(Data shown)

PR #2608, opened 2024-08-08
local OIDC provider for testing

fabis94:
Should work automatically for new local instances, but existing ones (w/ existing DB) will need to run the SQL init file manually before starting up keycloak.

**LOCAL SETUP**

(End Data shown)

▸ **Problem details**
Transcribe the records above exactly, but only from the line that contains "local OIDC provider for testing" through their final line, inclusive.

▸ **Written answer**
local OIDC provider for testing

fabis94:
Should work automatically for new local instances, but existing ones (w/ existing DB) will need to run the SQL init file manually before starting up keycloak.

**LOCAL SETUP**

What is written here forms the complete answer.